• [DIRECTIONS]: Each line from the first down to the one containing "Root causes and" should be returned exactly as it appears below.

[Collected data]
PR #3833, opened 2026-09-20
[AI-Assisted] fix(flash): restore saturation failure propagation

EvenSol:
Eleven saturation wrappers declared IsNaNException but left their failure throws commented out. The boolean bubble-pressure wrapper also caught solver exceptions and returned normally.

Restore the guards, reject nonfinite/nonpositive solved values and reported supercritical outcomes, and propagate the caught bubble-pressure failure with its original cause. Check temperature, rather than pressure, after a constant-phase-fraction temperature solve.

Validation: the public boolean bubble wrapper regression fails on unmodified master. This PR alone passes 25 tests covering failure propagation, valid bubble/dew states, supercritical rejection, pure-component saturation and capillary dew points.

Documentation impact: existing method signatures/Javadocs already advertise failure exceptions. This restores that contract; callers that relied on silent failed solves will now receive an exception. Solver convergence thresholds are unchanged.

Addresses #3822 finding 2.

Reproduce the focused check: `./mvnw test -Dtest='SaturationFailurePropagationTest,SuperCriticalSaturationOpsTest,PureComponentSaturation*Test,CapillaryDewPointFlashTest'`. Java 8 target, JDK 17, NeqSim 3.21.0. The combined selected Maven lifecycle passed 343 tests (two pre-existing skips). Spotless apply was repeated to stability, Spotless check and the documentation-search audit passed. The full repository test suite was not run locally. No changes to default branch or automatic merging are requested.


EvenSol:
Fixed the CI failures exposed by restored saturation error propagation in 955fe93337f24c2c405ac2746fccb5c90b4eb43d.

Root causes and changes:
- Bubble-temperature, bubble-pressure, and dew-temperature iterations could collapse to trivial equal-composition roots from otherwise valid starting conditions. Added bounded Wilson-based restart estimates; the EOS still determines the equilibrium, and unsuccessful calculations still propagate errors.
- UMR-CPA treated CO2 association-site metadata as proof of fitted CPA physical parameters, assigning zero energy/co-volume values. It now retains PR physical parameters unless both CPA parameters are finite and positive.
- The wet-oil documentation test added water after setting the mixing rule, leaving stale binary interaction matrices. Rebuilt the rule after the composition change and documented this requirement.
- Updated the five stale current-version documentation examples to 3.21.0 for the documentation CI gate.

Validation: reproduced the original condenser and nine regular-suite failures locally before fixing them. The combined targeted suite now reports 174 tests, 0 failures, 0 errors, and 2 existing skips. This covers the failing callers, distillation, saturation/capillary/supercritical cases, and UMR-CPA phase, mixture, volume, and dehydration tests. New regressions check phase separation and fugacity equality across poor initial guesses; pure UMR-CPA benchmarks also verify actual equilibrium. All 385 documentation tests, source audit, Spotless apply/check, and both pre-commit stages passed. Full GitHub CI is running on the new head.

• [SOLVED EXERCISE]:
PR #3833, opened 2026-09-20
[AI-Assisted] fix(flash): restore saturation failure propagation

EvenSol:
Eleven saturation wrappers declared IsNaNException but left their failure throws commented out. The boolean bubble-pressure wrapper also caught solver exceptions and returned normally.

Restore the guards, reject nonfinite/nonpositive solved values and reported supercritical outcomes, and propagate the caught bubble-pressure failure with its original cause. Check temperature, rather than pressure, after a constant-phase-fraction temperature solve.

Validation: the public boolean bubble wrapper regression fails on unmodified master. This PR alone passes 25 tests covering failure propagation, valid bubble/dew states, supercritical rejection, pure-component saturation and capillary dew points.

Documentation impact: existing method signatures/Javadocs already advertise failure exceptions. This restores that contract; callers that relied on silent failed solves will now receive an exception. Solver convergence thresholds are unchanged.

Addresses #3822 finding 2.

Reproduce the focused check: `./mvnw test -Dtest='SaturationFailurePropagationTest,SuperCriticalSaturationOpsTest,PureComponentSaturation*Test,CapillaryDewPointFlashTest'`. Java 8 target, JDK 17, NeqSim 3.21.0. The combined selected Maven lifecycle passed 343 tests (two pre-existing skips). Spotless apply was repeated to stability, Spotless check and the documentation-search audit passed. The full repository test suite was not run locally. No changes to default branch or automatic merging are requested.


EvenSol:
Fixed the CI failures exposed by restored saturation error propagation in 955fe93337f24c2c405ac2746fccb5c90b4eb43d.

Root causes and changes:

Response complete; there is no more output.